Saved entries:
────────────────

PR #4954, opened 2026-01-28
[UNSOUND] SQLite: linker-safe extension loading via `sqlite3_db_config`

LucaCappelletti94:
**Until we make this a clear comment in the code, let this be a warning: at this time, linking and loading SQLite extensions is not viable, and there are better ways than `load_extension`, like https://github.com/diesel-rs/diesel/pull/4993 I suggest that unless anything pretty major changed in Rust or the SQLite configurations that are commonly available on devices, that you leave `load_extension` support in the bin**

This PR provided a basic generic method for loading SQLite extensions in Diesel.

Extension paths are handled via the `SqliteExtension` trait as an associated `CStr` const and a single generic method on `SqliteConnection`, making it virtually impossible to feed user provided strings into the method, as it is rather dangerous being an entry point to load just about any library at runtime.

I have deliberately chosen **not** to include built-in marker structs for specific extensions (like `uuid` or `spellfix`) in the core library for now, as resolving generic paths for extensions across different operating systems remains an open issue. Different user configurations may have different paths to the compiled extensions.

In the PR I used `sqlite3_db_config(SQLITE_DBCONFIG_ENABLE_LOAD_EXTENSION)` instead of `sqlite3_enable_load_extension`. This enables extension loading only for the C-API, keeping the `load_extension()` SQL function disabled, [which is a known security problem in SQLite apparently](https://sqlite.org/c3ref/enable_load_extension.html)

The PR does not expose `enable_load_extension` and `disable_load_extension` in the public API. State management is handled internally by `load_extension`, which ensures the configuration is enabled only for the exact duration of the load operation, making it impossible for the user to leave `enable_load_extension` enabled.

```rust
use diesel::sqlite::{SqliteConnection, SqliteExtension};
use std::ffi::CStr;

// Define your extension type
struct SqliteUUIDExtension;

impl SqliteExtension for SqliteUUIDExtension {
    // The filename of the shared library (e.g., uuid.so or uuid.dll)
    const FILENAME: &'static CStr = c"uuid"; 
}

fn establish_connection(url: &str) -> SqliteConnection {
    let mut conn = SqliteConnection::establish(url).unwrap();
    
    // Safely load the extension
    // If the environment doesn't allow it, this returns a proper Result error
    conn.load_extension::<SqliteUUIDExtension>()
        .expect("Failed to load UUID extension");
        
    conn
}
```

## Dynamic Loading
Previously, in #2180, the `sqlite3_load_extension` symbol was stripped from the ABI when SQLite is compiled with `-DSQLITE_OMIT_LOAD_EXTENSION`. This prevented Diesel from linking against system libraries on many platforms.

This PR uses dynamic symbol resolution at runtime:
* **Unix**: Uses `libc::dlsym` (with `RTLD_DEFAULT`) to find the symbol in the loaded process image.
* **Windows**: Uses `GetModuleHandle` and `GetProcAddress` to locate the symbol in `sqlite3.dll` or `winsqlite3.dll`.

If the symbol is missing (restricted build), the method gracefully returns a `DatabaseError` mimicking SQLite's "no such function" error, rather than crashing or preventing compilation.

## Infrastructure & Verification

In the PR I have introduced tests to prove this works in both "restricted" and "full" environments on both **Linux** and **Windows**.

### New CI Job: `sqlite_restricted_build`
* **Script**: `test_sqlite_no_extensions.(sh|ps1)`
* **Action**: Compiles SQLite from source with `-DSQLITE_OMIT_LOAD_EXTENSION`.
* **Verification**: Ensures Diesel compiles and runs tests. Use of `load_extension` returns a handled error ("no such function") instead of a segmentation fault or link error.

### New CI Job: `sqlite_extension_build`
* **Script**: `test_sqlite_with_extensions.(sh|ps1)`
* **Action**:
    1. Compiles SQLite from source with extensions enabled.
    2. Manually compiles common extensions (`uuid.c`, `extension-functions.c`, etc.) into `.so` / `.dll` files.
    3. Sets up `LD_LIBRARY_PATH` / `PATH`.
* **Verification**: Checks that extensions are successfully loaded and usable in SQL queries.

**I tried my best for the windows support, but I have no windows machine locally and my windows development experience stopped in high school, so feel free to help out**

Closes issue #1867


diesel_tests/tests/load_extension.rs
```diff
@@ -0,0 +1,91 @@
...
+        assert_eq!(&format!("{}", &result), "not authorized");
+    } else {
+        assert_eq!(&format!("{}", &result), "no such function: load_extension");
+    }
+
+    // enable extension loading
+    conn.enable_load_extension().unwrap();
+
+    // try loading module without enabling extension loading
+    let result = sql_query("SELECT load_extension('/tmp/foo');")
```
Mingun: Copy-paste of comment from previous check

LucaCappelletti94: Hi @Mingun, this PR is a draft and does not work at this time. Please refrain from reviewing it, as I am making extensive changes to it.

LucaCappelletti94: @Mingun a tentatively first working version is ready for review when you happen to have time. Thank you.

.github/workflows/ci.yml
```diff
@@ -555,3 +582,77 @@ jobs:
...
+          key: restricted-sqlite-${{ matrix.os }}-cargo-${{ hashFiles('**/Cargo.toml') }}
+
+      - name: Install rust toolchain
+        uses: dtolnay/rust-toolchain@f7ccc83f9ed1e5b9c81d8a67d7ad1a747e22a561 # master
+        with:
+          toolchain: stable
+
+      - name: Setup MSVC (Windows)
+        if: runner.os == 'Windows'
+        uses: ilammy/msvc-dev-cmd@v1
```
weiznich, line 611: Needs to be pinned

.github/workflows/ci.yml
```diff
@@ -555,3 +582,77 @@ jobs:
...
+          key: extension-sqlite-${{ matrix.os }}-cargo-${{ hashFiles('**/Cargo.toml') }}
+
+      - name: Install rust toolchain
+        uses: dtolnay/rust-toolchain@f7ccc83f9ed1e5b9c81d8a67d7ad1a747e22a561 # master
+        with:
+          toolchain: stable
+
+      - name: Setup MSVC (Windows)
+        if: runner.os == 'Windows'
+        uses: ilammy/msvc-dev-cmd@v1
```
weiznich, line 648: Needs to be pinned

.github/workflows/ci.yml
```diff
@@ -555,3 +582,77 @@ jobs:
...
           cargo xtask semver-checks
+
+  sqlite_restricted_build:
+    name: SQLite Restricted Build
+    runs-on: ${{ matrix.os }}
+    needs: [rustfmt_and_clippy]
+    strategy:
+      fail-fast: false
+      matrix:
+        os: [ubuntu-latest, windows-2025]
```
weiznich, line 593: We also should check this on macos, possibly even both the aarch64 and x86_64 variant

.github/workflows/ci.yml
```diff
@@ -555,3 +582,77 @@ jobs:
...
+        run: .github/scripts/test_sqlite_no_extensions.ps1
+
+  sqlite_extension_build:
+    name: SQLite Extension Build
+    runs-on: ${{ matrix.os }}
+    needs: [rustfmt_and_clippy]
+    strategy:
+      fail-fast: false
+      matrix:
+        os: [ubuntu-latest, windows-2025]
```
weiznich, line 630: We also should check this on macos, possibly even both the aarch64 and x86_64 variant

diesel/src/sqlite/connection/mod.rs
```diff
@@ -374,6 +405,75 @@ impl SqliteConnection {
...
+    ///     Users cannot execute arbitrary code via SQL injection attacks.
+    /// 3.  **Type-Safe Allowlist**: The generic parameter `E` must implement the [`SqliteExtension`] trait.
+    ///     This trait acts as a compile-time allowlist (or registry) of known, trusted extensions.
+    ///     Since the extension filename is defined as a constant in the trait implementation, no
+    ///     arbitrary runtime strings are passed to the loading mechanism.
+    ///
+    /// # Linking and Portability
+    ///
+    /// This method uses dynamic symbol lookup (using `dlsym` on Unix-like systems and `GetProcAddress` on Windows)
+    /// to locate the `sqlite3_load_extension` helper function within the loaded SQLite library.
```
weiznich, line 437: From my previous tries to implement this feature, this strategy has the huge disadvantage that it won't work in a lot of otherwise valid cases:

* musl doesn't have dlsym and dlopen 
* the symbols are likely optimized away for builds using a static linked libsqlite3 version

Likely the proper way to implement this is to have some sort of guard/check in libsqlite3-sys that sets a `DEP_LIBSQLITE3-SYS_LOAD_EXTENSION_ENABLED` flag for downstream build scripts to consume. This can then be used diesel to set a internal cfg to correctly link this function or provide a stub that returns an error. This will require some detection of that symbol in libsqlite3-sys at compile time.

https://doc.rust-lang.org/cargo/reference/environment-variables.html#environment-variables-cargo-sets-for-build-scripts (search for `DEP_<links>` for the documentation on this particular cargo feature)

The other alternative would be to use some sort of weak linkage for these symbols, but at least the last time I checked that it was not possible in stable rust. (seems to be still not stable: https://github.com/rust-lang/rust/issues/29603)

A third alternative would be to somewhat abstract that decision away and require the user to solve how to find the relevant symbols. By that I mean having another generic argument for the linking strategy and provide two (sealed) implementations: One for static linkage and one for dlsym/dlopen. The linker should be able to remove the unused variants so we shouldn't end up in situations where an unexpected symbol ends up in the final build.

diesel/src/sqlite/connection/raw.rs
```diff
@@ -261,6 +262,193 @@ impl RawConnection {
...
+
+    pub(super) fn load_extension<E: SqliteExtension>(&self) -> QueryResult<()> {
+        unsafe {
+            use std::mem;
+
+            // Implementation Detail: Dynamic Loading of sqlite3_load_extension
+            //
+            // We cannot link directly to `sqlite3_load_extension` because it is not exported
+            // in SQLite builds compiled with `-DSQLITE_OMIT_LOAD_EXTENSION` (common on Android,
+            // iOS, and embedded systems). Direct linking would cause build failures on these targets.
```
weiznich, line 274: Most notably macos as well

diesel/src/sqlite/connection/raw.rs
```diff
@@ -261,6 +262,193 @@ impl RawConnection {
...
+            //    we propagate the error message returned by SQLite.
+
+            // On Unix systems, we search for symbols in the already loaded libraries (RTLD_DEFAULT).
+            // This relies on libsqlite3 being loaded in the process address space.
+            #[cfg(unix)]
+            let symbol =
+                { ::libc::dlsym(::libc::RTLD_DEFAULT, c"sqlite3_load_extension".as_ptr()) };
+
+            // On Windows, looking up symbols is more involved as we need a module handle.
+            #[cfg(target_os = "windows")]
```
weiznich, line 298: We should hopefully never end up with a case where `cfg(unix)` and `target_os = "windows"` are both true, but I rather would like to be safe and make sure we don't have both variants in here via an if/else if variant

.github/scripts/test_sqlite_no_extensions.sh
```diff
@@ -0,0 +1,76 @@
...
+
+if [ ! -d "${SQLITE_SOURCE}" ]; then
+    echo "Extracting SQLite..."
+    tar xzf "${SQLITE_TAR}"
+fi
+
+cd "${SQLITE_SOURCE}"
+
+# Configure with extension loading disabled
+if [ ! -f "Makefile" ]; then
```
weiznich, line 38: Shouldn't we always run `./configure` just to make sure we don't end up in a situation using the other build?

.github/scripts/test_sqlite_no_extensions.sh
weiznich, line 1: I think much of this script can be shared with the `test_sqlite_with_extension.sh` variant. After all only the build flags + the extension building differs. The download, extraction and other building flow should be the same.

Also: I understand why this is required, but having this adds quite a lot of work for future maintenance as we now have 4 additional scripts to deal with.

.github/scripts/test_sqlite_with_extensions.sh
```diff
@@ -0,0 +1,114 @@
...
+if [ -f "extension-functions.c" ]; then
+    gcc -g -fPIC -shared extension-functions.c -o "${INSTALL_DIR}/lib/extension-functions.so" -lm
+fi
+
+# ----------------------------------------------------------------
+# Create symlinks for common variations of library names
+# ----------------------------------------------------------------
+# Some systems/loaders might look for .so, others might want different names.
+# Ensure 'spellfix1' is findable.
+cd "${INSTALL_DIR}/lib"
```
weiznich, line 82: It's not really clear for me where these `spellfix` libraries come from and for what they are required.

.github/scripts/test_sqlite_with_extensions.sh
```diff
@@ -0,0 +1,114 @@
...
+echo "Verifying custom sqlite3 version..."
+"${INSTALL_DIR}/bin/sqlite3" --version
+
+echo "----------------------------------------------------------------"
+echo "Running compilation check..."
+
+# Run cargo test
+# We set DIESEL_TEST_SQLITE_EXTENSIONS_DISABLED=0 to tell the test suite 
+# that we expect successful loading (or "not authorized" if disabled at runtime but present)
+export DIESEL_TEST_SQLITE_EXTENSIONS_DISABLED=0
```
weiznich, line 100: I would rather not have the test suite to change results dependent on environment variables like this. That makes it hard for contributors to understand what's going on and why things suddenly fail on CI

.github/scripts/test_sqlite_with_extensions.sh
```diff
@@ -0,0 +1,114 @@
...
+
+# Clean first to ensure we link against the new library
+cargo clean
+
+echo "Running tests against standard SQLite..."
+# Note: --nocapture allows us to see output
+if cargo test --package diesel_tests --test integration_tests load_extension --features sqlite -- --nocapture; then
```
weiznich, line 107: Calling the tests like that should rather be part of our xtask crate, That would also allow using the same "script" for more than one platform

weiznich (commented):
Thanks for picking the work up on this. This is still a tricky topic and I'm still not sure if the proposed solution is the correct one given the disadvantages it has. 

Otherwise I added quite a lot of "minor" things that would need to be changed if this approach is chosen. Before fixing these I would prefer deciding on the actual solution first.

LucaCappelletti94:
> Thanks for picking the work up on this. This is still a tricky topic and I'm still not sure if the proposed solution is the correct one given the disadvantages it has.

Yes, objectively I started out hoping that with the `sqlite3_db_config` it was going to be an "easy" PR because of how [it was documented in SQLite](https://sqlite.org/c3ref/c_dbconfig_defensive.html#sqlitedbconfigenableloadextension), but it ended up as a messy dynamic linking thing. I am also really not satisfied with the current state.

I hope I have somewhat pushed the boulder higher up the hill, but I definitely agree the current solution does not really cut it as a solid solution.

weiznich:
Yes that's essentially what I concluded years ago as I stopped working on this particular feature. There just doesn't seem to be a good solution. I'm also not sure if it's really a relevant feature to have or if diesel might be fine without it given these constraints.

LucaCappelletti94:
One possibility that remains open is to allow the user access to the underlying raw connection, maybe with an unsafe method, and then they can do all their unsafe heart wishes with it I guess.

weiznich:
Yes, that would be a possibility. I avoided doing that in the past for the following reasons:

* It's obviously highly unsafe as you mess with the internal connection state. Alone documenting what you can and cannot do would be a major effort.
* It exposes the `libsqlite3_sys::sqlite3` type via the public API. That type comes from a third party crate with a version below 1.0 so it would be a potential stability hazard.  It's not a show stopper but another stability hazard. On the other hand we could also just return a `*mut c_void` pointer and expect the user to cast it to their sqlite type :thinking:

LucaCappelletti94:
For the specific case of [`sqlite-wasm-rs`](https://github.com/Spxg/sqlite-wasm-rs), I have now extension loading working with the currently published diesel crate.

See example with uuid4/7 here: https://github.com/LucaCappelletti94/sqlite-wasm-uuid-rs/blob/main/test-diesel/src/lib.rs

weiznich:
> See example with uuid4/7 here: https://github.com/LucaCappelletti94/sqlite-wasm-uuid-rs/blob/main/test-diesel/src/lib.rs

For this particular use-case I would like to point to the interface for registering functions with diesel: https://docs.diesel.rs/2.3.x/diesel/expression/functions/attr.declare_sql_function.html#use-with-sqlite

(That doesn't require an extension)

LucaCappelletti94:
> For this particular use-case I would like to point to the interface for registering functions with diesel: https://docs.diesel.rs/2.3.x/diesel/expression/functions/attr.declare_sql_function.html#use-with-sqlite
> 
> (That doesn't require an extension)

In my use case, I need to use the `uuid` function in schema because it involves TRIGGERs. Does the `declare_sql_function` work only in queries or does it make available generally in the SQL?

LucaCappelletti94:
I have added a line in the README of the extension crate stating: 

> Do note that if you are using [`diesel`](https://docs.diesel.rs/2.3.x/diesel/index.html) and only need to use these functions inside a query, and not in schema definitions (e.g., as default values), you can avoid using this extension altogether by simply using [`declare_sql_function`](https://docs.diesel.rs/2.3.x/diesel/expression/functions/attr.declare_sql_function.html#use-with-sqlite) to map the Rust functions you need.

I hope that is correct

LucaCappelletti94:
> > See example with uuid4/7 here: https://github.com/LucaCappelletti94/sqlite-wasm-uuid-rs/blob/main/test-diesel/src/lib.rs
> 
> For this particular use-case I would like to point to the interface for registering functions with diesel: https://docs.diesel.rs/2.3.x/diesel/expression/functions/attr.declare_sql_function.html#use-with-sqlite
> 
> (That doesn't require an extension)

Ok, for all my use cases it turns out that this was quite enough.

LucaCappelletti94:
@weiznich since this PR is most likely not going anywhere, should I close it or switch it to draft?

weiznich:
@LucaCappelletti94 It might be meaningful to change it on such a way that the conclusion of this is in the source code as comment. This would hopefully stop the next person trying the same things again after you and me already spend quite a bit of time figuring out that it won't work.

LucaCappelletti94:
I will make a different PR adding that comment in the code as a post-mortem so that this one can be closed and remain as it is, an historical artifact of the attempt, if you agree.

────────────────

• TASK DESCRIPTION
Retrieve each line from the records above where the word "public" occurs.

• OUTPUT OF THE TASK
The PR does not expose `enable_load_extension` and `disable_load_extension` in the public API. State management is handled internally by `load_extension`, which ensures the configuration is enabled only for the exact duration of the load operation, making it impossible for the user to leave `enable_load_extension` enabled.
* It exposes the `libsqlite3_sys::sqlite3` type via the public API. That type comes from a third party crate with a version below 1.0 so it would be a potential stability hazard.  It's not a show stopper but another stability hazard. On the other hand we could also just return a `*mut c_void` pointer and expect the user to cast it to their sqlite type :thinking:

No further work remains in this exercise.